Gather every line in the records below that contains the word "part".

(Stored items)

----------------------------------------

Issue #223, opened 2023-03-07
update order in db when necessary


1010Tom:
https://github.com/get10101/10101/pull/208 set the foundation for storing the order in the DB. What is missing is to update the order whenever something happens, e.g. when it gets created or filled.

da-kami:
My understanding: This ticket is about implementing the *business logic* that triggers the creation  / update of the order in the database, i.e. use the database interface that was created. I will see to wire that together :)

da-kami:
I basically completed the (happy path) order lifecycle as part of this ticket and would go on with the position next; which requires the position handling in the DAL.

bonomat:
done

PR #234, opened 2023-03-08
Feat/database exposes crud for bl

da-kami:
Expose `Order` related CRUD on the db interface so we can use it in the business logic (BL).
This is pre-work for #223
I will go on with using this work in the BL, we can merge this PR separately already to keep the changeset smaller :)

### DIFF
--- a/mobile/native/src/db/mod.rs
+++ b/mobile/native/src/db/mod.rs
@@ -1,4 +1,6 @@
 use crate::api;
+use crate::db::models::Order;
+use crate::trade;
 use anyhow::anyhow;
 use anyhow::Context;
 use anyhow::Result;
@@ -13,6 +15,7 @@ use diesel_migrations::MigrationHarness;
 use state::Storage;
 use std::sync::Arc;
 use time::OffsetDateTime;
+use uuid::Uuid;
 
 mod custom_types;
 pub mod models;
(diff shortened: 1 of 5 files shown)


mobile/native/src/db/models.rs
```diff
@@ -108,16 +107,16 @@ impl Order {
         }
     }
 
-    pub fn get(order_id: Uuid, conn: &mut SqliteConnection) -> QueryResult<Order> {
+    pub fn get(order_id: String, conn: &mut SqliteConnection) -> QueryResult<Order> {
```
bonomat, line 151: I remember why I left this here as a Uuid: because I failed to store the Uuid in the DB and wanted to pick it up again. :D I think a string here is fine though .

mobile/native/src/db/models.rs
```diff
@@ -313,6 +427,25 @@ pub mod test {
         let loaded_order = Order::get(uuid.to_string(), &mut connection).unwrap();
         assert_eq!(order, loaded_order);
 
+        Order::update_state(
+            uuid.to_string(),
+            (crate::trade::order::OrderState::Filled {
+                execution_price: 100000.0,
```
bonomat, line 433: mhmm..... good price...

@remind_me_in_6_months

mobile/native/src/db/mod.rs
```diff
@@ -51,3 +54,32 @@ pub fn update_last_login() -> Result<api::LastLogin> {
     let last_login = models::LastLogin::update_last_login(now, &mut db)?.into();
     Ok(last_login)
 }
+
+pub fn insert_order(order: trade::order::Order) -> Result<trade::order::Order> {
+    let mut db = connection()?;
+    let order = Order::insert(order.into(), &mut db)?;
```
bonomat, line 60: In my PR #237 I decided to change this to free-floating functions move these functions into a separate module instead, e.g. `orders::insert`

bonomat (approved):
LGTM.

----------------------------------------

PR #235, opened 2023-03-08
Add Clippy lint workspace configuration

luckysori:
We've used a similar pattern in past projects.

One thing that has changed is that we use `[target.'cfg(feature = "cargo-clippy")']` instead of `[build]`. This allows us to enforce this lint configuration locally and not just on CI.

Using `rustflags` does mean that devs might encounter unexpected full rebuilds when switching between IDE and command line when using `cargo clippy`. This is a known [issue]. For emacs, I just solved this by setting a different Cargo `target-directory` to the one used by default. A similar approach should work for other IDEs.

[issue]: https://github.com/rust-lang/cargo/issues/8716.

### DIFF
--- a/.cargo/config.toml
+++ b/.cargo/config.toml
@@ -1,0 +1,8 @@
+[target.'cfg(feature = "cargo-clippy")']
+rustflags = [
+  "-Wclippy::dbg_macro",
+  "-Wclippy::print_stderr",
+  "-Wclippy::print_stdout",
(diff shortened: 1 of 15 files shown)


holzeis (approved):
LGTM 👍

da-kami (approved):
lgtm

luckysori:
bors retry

----------------------------------------

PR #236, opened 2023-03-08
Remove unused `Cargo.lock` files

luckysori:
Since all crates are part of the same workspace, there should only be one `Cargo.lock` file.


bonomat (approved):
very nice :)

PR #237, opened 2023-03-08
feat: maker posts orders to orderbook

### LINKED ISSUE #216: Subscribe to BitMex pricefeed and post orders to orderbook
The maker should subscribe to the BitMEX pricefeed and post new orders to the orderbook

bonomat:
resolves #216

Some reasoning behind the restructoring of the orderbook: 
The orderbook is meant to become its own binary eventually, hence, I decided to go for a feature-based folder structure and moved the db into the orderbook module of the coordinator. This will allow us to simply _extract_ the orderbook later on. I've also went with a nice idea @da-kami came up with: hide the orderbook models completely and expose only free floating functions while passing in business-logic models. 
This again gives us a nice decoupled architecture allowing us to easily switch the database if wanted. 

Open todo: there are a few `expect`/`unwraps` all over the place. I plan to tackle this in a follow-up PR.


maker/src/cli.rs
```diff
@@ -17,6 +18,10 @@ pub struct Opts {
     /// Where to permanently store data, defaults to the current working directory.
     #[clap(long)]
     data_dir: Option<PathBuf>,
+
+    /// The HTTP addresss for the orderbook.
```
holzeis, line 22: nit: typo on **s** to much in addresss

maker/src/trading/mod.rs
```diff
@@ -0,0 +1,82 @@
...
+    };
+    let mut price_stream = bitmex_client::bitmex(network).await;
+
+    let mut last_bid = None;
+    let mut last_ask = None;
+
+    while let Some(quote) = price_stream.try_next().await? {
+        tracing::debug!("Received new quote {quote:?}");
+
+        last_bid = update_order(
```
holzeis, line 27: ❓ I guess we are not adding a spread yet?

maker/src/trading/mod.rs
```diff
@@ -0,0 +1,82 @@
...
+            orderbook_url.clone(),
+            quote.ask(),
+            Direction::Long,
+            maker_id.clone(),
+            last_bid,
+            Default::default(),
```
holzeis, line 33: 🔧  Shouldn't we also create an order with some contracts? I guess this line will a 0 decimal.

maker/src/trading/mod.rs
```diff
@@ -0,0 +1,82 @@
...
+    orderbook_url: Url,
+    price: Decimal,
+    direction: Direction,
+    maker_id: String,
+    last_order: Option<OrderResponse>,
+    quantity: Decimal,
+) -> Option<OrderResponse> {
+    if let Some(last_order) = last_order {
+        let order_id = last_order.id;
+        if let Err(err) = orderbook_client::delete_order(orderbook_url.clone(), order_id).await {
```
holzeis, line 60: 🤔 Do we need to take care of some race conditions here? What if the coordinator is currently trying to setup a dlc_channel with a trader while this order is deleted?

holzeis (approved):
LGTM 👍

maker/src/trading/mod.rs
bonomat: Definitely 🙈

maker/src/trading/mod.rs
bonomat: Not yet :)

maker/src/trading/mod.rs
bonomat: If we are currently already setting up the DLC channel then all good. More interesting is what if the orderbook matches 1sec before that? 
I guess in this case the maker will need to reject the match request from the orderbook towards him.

----------------------------------------

## Task answer
I basically completed the (happy path) order lifecycle as part of this ticket and would go on with the position next; which requires the position handling in the DAL.
Since all crates are part of the same workspace, there should only be one `Cargo.lock` file.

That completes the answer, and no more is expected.